# State specific chart for: Is the acquistion fee/doc fee taxed if paid up front?



## schley (May 26, 2005)

Well I started this crusade in response to the never ending ambiguity that comes with trying to figure out which states tax the acquistion fee/ doc fee if you paid them up front and NOT rolled them into the cap cost.

I emailed bmw dealers in all 50 states with this question: "I'm thinking about leasing a vehicle and had 1 question for your finance department. If I do decide to lease and I pay the acquisition fee and doc fee up front at signing will I be taxed on those fees as well? I'm not sure what the state tax law says, and wanted to get an answer before deciding. Thanks for your help."

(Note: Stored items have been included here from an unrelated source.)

PR #1313, opened 2024-04-12
refactor: reimplement `InitHook` trait to avoid invalid states caused by `should_run`

### LINKED ISSUE #1266: [cli] `InitHook` trait must represent a different type state in order to invalidate subsequent `should_run` calls
## Description
The `InitHook` trait has a `should_run` method that, by design, is supposed to only be executed once and before any other trait method does for the cases where it returns `true`.

https://github.com/flox/flox/blob/f915e3b1458156ba6e54cea6cf79896f16798dfa/cli/flox/src/commands/init/python.rs#L47-L52

Currently, the type system is not aware of this condition, and developers may add valid, compiling code that reaches invalid states.

## Proposed solution

My proposed solution would be to compose `InitHook` by defining `Uninitialized` and `Initialized`  traits that are exclusive and define the corresponding functionality separately.

## Original context
              Yes, this is a known limitation, which when ignored leads to unreachable/panic blocks which is not ideal, but ok, since its currently rather internal.
I wouldn't stress refactoring that here but would welcome a follow up discussion.

_Originally posted by @ysndr in https://github.com/flox/flox/pull/1227#discussion_r1547743764_

oxcabe:
## Proposed Changes

This PR changes the `InitHook` trait by dropping `should_run` check and implementing a type-checker friendly design by allowing trait objects to be instantiated with `None` if they are not intended to run.  

The position of the `flox` argument in many methods is also corrected to be the first argument.
This change could be considered outside of the scope of this PR, and would drop it / move it to a different PR if requested.

Fixes #1266.

## Release Notes

N/A

### DIFF
--- a/cli/flox/src/commands/init/python.rs
+++ b/cli/flox/src/commands/init/python.rs
@@ -28,10 +28,9 @@ pub(super) struct Python {
 }
 
 impl Python {
-    /// Returns `true` if any valid provider was found
-    ///
-    /// [Self::prompt_user] and [Self::get_init_customization]
-    /// are expected to be called only if this method returns `true`!
+    /// Creates and returns the [Python] hook with any detected
+    /// [Provider] instances.
+    /// If no providers are detected, returns [None].
     pub fn new(flox: &Flox, path: &Path) -> Option<Self> {
         let providers = vec![
             PoetryPyProject::detect(flox, path).into(),
--- a/cli/flox/src/commands/init/python.rs
+++ b/cli/flox/src/commands/init/python.rs
@@ -28,7 +28,11 @@ pub(super) struct Python {
 }
 
 impl Python {
-    pub fn new(flox: &Flox, path: &Path) -> Self {
+    /// Returns `true` if any valid provider was found
+    ///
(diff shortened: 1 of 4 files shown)


mkenigs:
> The position of the `flox` argument in many methods is also corrected to be the first argument. This change could be considered outside of the scope of this PR, and would drop it / move it to a different PR if requested.

I think this change is small enough that I don't mind doing it here 👍

cli/flox/src/commands/init/python.rs
```diff
@@ -28,37 +28,37 @@ pub(super) struct Python {
 }
 
 impl Python {
-    pub fn new(path: &Path, flox: &Flox) -> Self {
+    /// Returns `true` if any valid provider was found
+    ///
+    /// [Self::prompt_user] and [Self::get_init_customization]
+    /// are expected to be called only if this method returns `true`!
```
mkenigs, line 34: suggestion: looks like this comment needs to be reworded

mkenigs (changes requested):
Some minor notes but overall looks good! That's definitely cleaner than it was ❤️

mkenigs (approved):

Now let me preface this by saying that their responses ranged from very confident to shaky at best IMO. This was a question that almost every dealer had to check with their finance manager about as it is pretty much a niche question for the finance department, who interpret the state's tax law. This shouldn't be considered an authoritative resource, but a guide. 

Some states I never, despite repeated efforts, got an answer from that I could use in this survey. If the state says none, it means that there are no bmw dealerships in that state and there were 6 of those. I got responses from 32 states, which leaves 12 states that didn't come across with a usable response. 

Here you go and feel free to make suggestions for corrections as again this is not a definitive source, but I wanted to post for those that are curious. I am surprised with how many do tax it as I originally thought it would be 80% that would say no, but it turned out to be about 60%. I still am not sure about Caliofornia as I have contacted 5 dealerships and 3 said yes and 2 said no. I know I didn't get taxed when I paid it up front over 2 months ago, but some on here have been.

It reads as: acquisition fee / doc fee

n/n	Alabama
/	Alaska
y/n	Arizona
y/n	Arkansas
y/y	California
y/y	Colorado
y/y	Connecticut
n/n	Delaware
/	Florida
n/y	Georgia
/	Hawaii
y/y	Idaho
n/y	Illinois
n/n	Indiana
none	Iowa
none	Kansas
n/n	Kentucky
n/n	Louisiana
/	Maine
n/y	Maryland
y/n	Massachusetts
y/n	Michigan
n/n	Minnesota
n/n	Mississippi
y/y	Missouri
none	Montana
n/n	Nebraska
y/y	Nevada
n/n	New Hampshire
n/n	New Jersey
y/y	New Mexico
y/n	New York
n/n	North Carolina
none	North Dakota
/	Ohio
n/n	Oklahoma
n/n	Oregon
/	Pennsylvania
y/y	Rhode Island
none	South Carolina
n/y	South Dakota
/	Tennessee
n/n	Texas
/	Utah
n/n	Virginia
/	Vermont
y/n	Washington
/	West Virginia
/	Wisconsin
none	Wyoming

Acquisition fee 14 yes/ 19 no
Doc fee 12 yes/ 21 no


----------



## NASA43 (Jul 19, 2003)

I have paperwork on two vehicles I have leased in Alabama. If you pay the Doc Fee and Lease Acquisition Fee up front, you do not pay any tax on them.


----------



## kyfdx (Aug 4, 2003)

schley said:


> Well I started this crusade in response to the never ending ambiguity that comes with trying to figure out which states tax the acquistion fee/ doc fee if you paid them up front and NOT rolled them into the cap cost.
> 
> I emailed bmw dealers in all 50 states with this question: "I'm thinking about leasing a vehicle and had 1 question for your finance department. If I do decide to lease and I pay the acquisition fee and doc fee up front at signing will I be taxed on those fees as well? I'm not sure what the state tax law says, and wanted to get an answer before deciding. Thanks for your help."
> 
> ...


I swear... I will never, ever question you again.. I feel really bad that I might have caused you to go to so much effort to find out this answer... LOL..

Really... don't you have a hobby?

Interesting, though... Thanks!

kyfdx


----------



## donkeyjote (Nov 6, 2006)

Bimmerfest is a hobby! Right? Thanks for the info, Schley. Knowledge is power.


----------



## AgentBif (Oct 21, 2006)

I have found Schley to be enormously helpful on these forums. So I for one appreciate his attention to detail. He really helps make this a quality hangout for people trying to work out deals on these fine rides.


----------



## schley (May 26, 2005)

Thanks men. Now I just have to find a way for each dealership to quit following up my email inquiry with repeated requests asking if I'm still interested.) Can't fault their aggressiveness and professionalism.

I agree when I'm spending time gathering this type of information I'm thinking, isn't there about 1million more things more interesting than that. :dunno:


----------